**TASK BRIEF:** Look through the entries below, please, and copy every line with the word "just".

Start of RECORDS SUPPLIED

PR #146, opened 2025-11-25
Update __init__.py

aejarvin:
I believe this should have been importlib.metadata not importlib_metadata


aejarvin:
This is included in the other pull request already.

PR #152, opened 2025-12-04
Bug/load plugins exception handling

awlishar:
The load_plugins() function looped through the plugins and tried to load them twice, and exception handling was only implemented in the first loop. The loop in the return statement failed if the plugin couldn't be loaded. Now, only the successfully loaded plugins are returned.


aejarvin (approved):
Looks good.

PR #158, opened 2025-12-11
Replace print statements with python logging module

lindste:


JaaskelainenL:
Running this on a SLURM cluster results in no ouput in the log or the SLURM output.

JaaskelainenL:
Works fine with a SLURM cluster now. LGTM

awlishar:
Looks good in general! Logging levels work as expected and "print" statements have been converted to "log" statements. However, I found one thing regarding the Dask executor. 

I am running these example config files that all use the ExampleRunner:
- **example_local.yaml**: Runs locally. The log file is created and the code writes all "log..." statements to that file. Also the log statements within the ExampleRunner are written to the log file.
- **example_dask_local/slurm.yaml**: Runs Dask clusters (local/SLURM). The general log file is created, the code writes all "log.." statements outside the cluster workers to that file. **The "log" statements within the ExampleRunner are not written anywhere/to any file.** I think the logger might not be initialized within the workers. 

However, I think this is fine. I think we can use the dask.distributed.print within the Runners instead of log. I will check with my team and get back to you.

awlishar:
> Running this on a SLURM cluster results in no ouput in the log or the SLURM output.

When testing, this was still the result for me.

DanHarJor:
We want to be able to use more executors besides dask. For example because dask workers and the simulations they run are limited to one node.

So it would be ideal if the logging could be independent of what executor we use.

awlishar:
> We want to be able to use more executors besides dask. For example because dask workers and the simulations they run are limited to one node.
> 
> So it would be ideal if the logging could be independent of what executor we use.

Logging is independent of what executor we use. You can "log" from anywhere in code as long as the logger is added to that module. Logging is pretty much a controlled way of using "print". When you develop a new executor, you just add the logger to it with the import statements, and then you can use the "log" functionality within that module as well.

DanHarJor:
> dask.distributed.print

Yes, and if we are using dask.distributed.print, this will only work if we are using the dask executor. So if we use another executor then the prints on the nodes running the simulation will not go to standard out.

So we need to make sure the logging works within single code run which is running on other nodes.

dafughes:
Still no console logs from runners when using SLURM, file logging seems to be working. When the supervisor task is complete will have to clean up some hacks like log configs for workers...

src/run.py
```diff
@@ -35,42 +40,64 @@ def load_configuration(config_path: str) -> argparse.Namespace:
...
-
 def main(args: argparse.Namespace, config_path=None):
     """
     Main function for running the simulation workflow.
 
     Args:
         args (argparse.Namespace): Namespace containing the configuration parameters.
     """
+    # Create the base run directory
+    if not os.path.exists(args.executor["base_run_dir"]):
```
vanhalaj: Might cause issues with supervisor, as it checks that base_run_dir must not exist or it must be empty.

vanhalaj (approved):

dafughes:
Now logs to console in SLURM. Some connection errors from Dask are displayed after the runs, but output from runners seems ok, maybe just Dask not shutting down cleanly?

awlishar (approved):
Tested and works, but I also get the errors in the end of the run. Probably as you wrote, some issue with shutting down the workers. I think we should still merge this one to develop. Then when both this and the supervisor have been merged, we can test how they work together and fix the errors.

src/enchanted_surrogates/executors/dask_nested_executor.py
vanhalaj, line 1: Does not exist anymore in develop

src/run.py
```diff
@@ -1,3 +1,18 @@
+# run.py
```
vanhalaj: This comment line not needed. Should module level docstring be before imports?

configs/example_bayesian_optimization.yaml
```diff
@@ -1,3 +1,5 @@
+logging: DEBUG
```
vanhalaj, line 1: Should work even if this is missing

End of RECORDS SUPPLIED

**OUTPUT FOR THIS TASK:**
Logging is independent of what executor we use. You can "log" from anywhere in code as long as the logger is added to that module. Logging is pretty much a controlled way of using "print". When you develop a new executor, you just add the logger to it with the import statements, and then you can use the "log" functionality within that module as well.
Now logs to console in SLURM. Some connection errors from Dask are displayed after the runs, but output from runners seems ok, maybe just Dask not shutting down cleanly?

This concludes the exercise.